Her Honour’s reasons indicated that the father’s application was for an order for indemnity costs, or in the alternative, costs fixed by reference to the scale of fees referrable to the Family Law Rules 2004 (Cth) rather than, as her Honour noted, by reference to the scale of fees in Schedule 1 to the Federal Circuit Court Rules. In that event, her Honour herself arrived at an amount of costs referrable to the correct fee schedule and, fixed the costs in the amount ordered.
The mother’s appeal grounds contend that her Honour erred in making the costs order because: it operates to deprive her of justice; the primary judge “refused” to consider her long term financial hardship and the primary judge “refused” to consider the loss of her qualifications and her inability to obtain a “Working with Children” certificate.
None of these grounds are made out. The primary judge’s reasons demonstrate that she took into account each of these matters, weighing them in the determination of whether a costs order should be made. The essence then of the challenge is that her Honour failed to accept the mother’s arguments against making the order and that does not amount to error.
Conclusion
The appeals will thus be dismissed.
Application in an Appeal
The mother sought leave to adduce evidence in the appeal, being evidence which she asserted would demonstrate that the film taken on the father’s phone in 2013 and on which he relied to seek parenting orders in his favour, was not genuine. This issue, as we have indicated, sits at the heart of the mother’s ongoing applications for parenting orders and, again as we have said, she is convinced that once she has possession of the phone, she can prove that the parenting orders made in 2015 were made in error.

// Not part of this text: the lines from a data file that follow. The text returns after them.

PR #1501, opened 2026-01-31
fix: add disable-model-invocation to all generated slash commands

alexeyv:
## Summary

- Adds `disable-model-invocation: true` to YAML frontmatter in all generated slash commands (agents, workflows, tasks/tools)
- Prevents Claude from auto-invoking BMad skills without explicit user request — these are interactive workflows with side effects that should only run when the user deliberately triggers them
- Covers all Claude Code templates, Codex templates, Anti-Gravity templates, and inline generators (`task-tool-command-generator.js`, `codex.js`, `_config-driven.js`)
- Skips non-Claude-Code platforms (Gemini TOML, Windsurf) where this field is not applicable

## Testing

- **Claude Code**: Tested with a subagent prompt designed to trigger skill auto-invocation. Claude correctly identified all matching skills but **did not invoke any** — waited for explicit user instruction instead.
- **Anti-Gravity**: Says it would respect this constraint, but in practice it is a gray area — as expected.
- **Codex**: Could not test — Codex installer is currently broken.

## Test plan

- [ ] Run `npm run test` — all tests pass
- [ ] Install to a fresh project with Claude Code and verify generated commands contain `disable-model-invocation: true`
- [ ] Install to a fresh project with Anti-Gravity and verify generated commands contain `disable-model-invocation: true`
- [ ] Verify Claude Code does not auto-invoke any BMad skill in a new session


alexeyv:
@coderabbit review

PR #1504, opened 2026-02-01
Codex/find information on OpenAI mcp documentation

highgroundbkk:


alexeyv:
Doesn't look like an actual PR, looks like something some LLM posted here by mistake.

The primary judge refused to permit the mother to inspect documents produced to the Court in her pursuit of that evidence.
The capacity of the Full Court to accept further evidence on appeal is constrained and the evidence which the mother would have had us accept does not fall within those constraints and thus we refused the application (see CDJ v VAJ (1998) 197 CLR 172 at 201).
Costs of the Appeal
At the conclusion of the appeal hearing both parties made submissions as to the costs of the appeal. It was argued for the father that if the appeal was wholly unsuccessful, the mother should pay his costs of the appeal. The mother opposed any order for costs on the basis that she is impecunious, is not currently working and has no property or savings from which a costs order could be met.
Counsel for the father submitted that from the property settlement order made in the mother’s favour and after deduction of costs orders already made, some small amount of money remained from which the mother could meet at least part of the father’s claimed costs of the appeal.
We bear in mind that the usual position in proceedings under the Act is that each party shall bear his or her own costs (s 117(1) of the Act). However, the Court may make an order for costs if there are circumstances that justify it doing so (s 117(2)) and in this case, we note that the mother’s appeal has been wholly unsuccessful (s 117(2A)(e)).
Even though the mother’s appeal has been wholly unsuccessful we are of the view, given the substantial financial disparity between the earnings of the mother and the father, and the mother’s poor financial circumstances generally, that it would not be just for a costs order to be made in these proceedings.
I certify that the preceding fifty-seven (57) paragraphs are a true copy of the reasons for judgment of the Honourable Full Court (Strickland, Ainslie-Wallace & Tree JJ) delivered on 20 May 2020.